When will the program actually be cut off? A spokesman for the Department of Homeless Services said there were no plans yet that could be shared publicly. Routhier, though, feels the need for a timetable urgently: “The city needs to have a specific plan in place to start bringing folks back to the congregate shelters, and that plan needs to be approved by the state,” adding that she has not seen that plan. Mass shelters, she added, still need to be equipped with better ventilation systems in order to keep homeless people safe from the spread of the virus. But Dandapani, the head of the hotel-industry group, said the city can pull the plug on the entire program with six days’ notice. And many hotels, like Cardenas’s Fairfield Inn & Suites, have contracts that end on June 30 — and no clear sense of what the city is going to do next.

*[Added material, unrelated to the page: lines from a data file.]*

PR #843, opened 2020-07-01
ADEN-10386 Fix gdpr undefined error

Bielik20:


platforms/shared/consent/tracking-opt-in-wrapper.ts
```diff
@@ -1,163 +1,201 @@
...
+			geoRequiresConsent: true,
+			ccpaSignal: false,
+			geoRequiresSignal: true,
+		});
 	}
 
-	async init(): Promise<void> {
-		const initPromise = this.initInstances();
+	private async loadTrackingOptInLibrary(): Promise<void> {
+		const trackingOptInLibraryUrl =
```
dmnsobczak, line 65: In the future we can keep this in the ICBM variable like Prebid library URL, but I'll add this to the list of cool features in TCFv2 ticket I guess.

platforms/shared/consent/tracking-opt-in-wrapper.ts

Cardenas says he hopes that the city will end the program in phases. While it was able to keep the hotel afloat — and averted layoffs — he says the return to a conventional hotel is not without problems. “The word is out: ‘Your hotel is homeless,’” Cardenas said. “So to attract the business back, we have to do a complete renovation of the rooms. I’m talking about — it has to be gutted completely.” Since the cost of labor and materials have risen sharply, he estimates it could take four months and $4 million, all of which would be funded by loans that would add to the business’s debt load. “And by the time it’s done, we’re looking at November, December. Then we go to slow season.” The best-case scenario, he said, would be if the city dialed back its program over time, allowing hotels to keep some homeless residents — and the public money that’s funding their stay — through the end of the year while renovating a few floors at a time. “We’re just trying to survive,” he said. “If it doesn’t extend to the end of the year, it’s going to be a tough remainder of 2021.”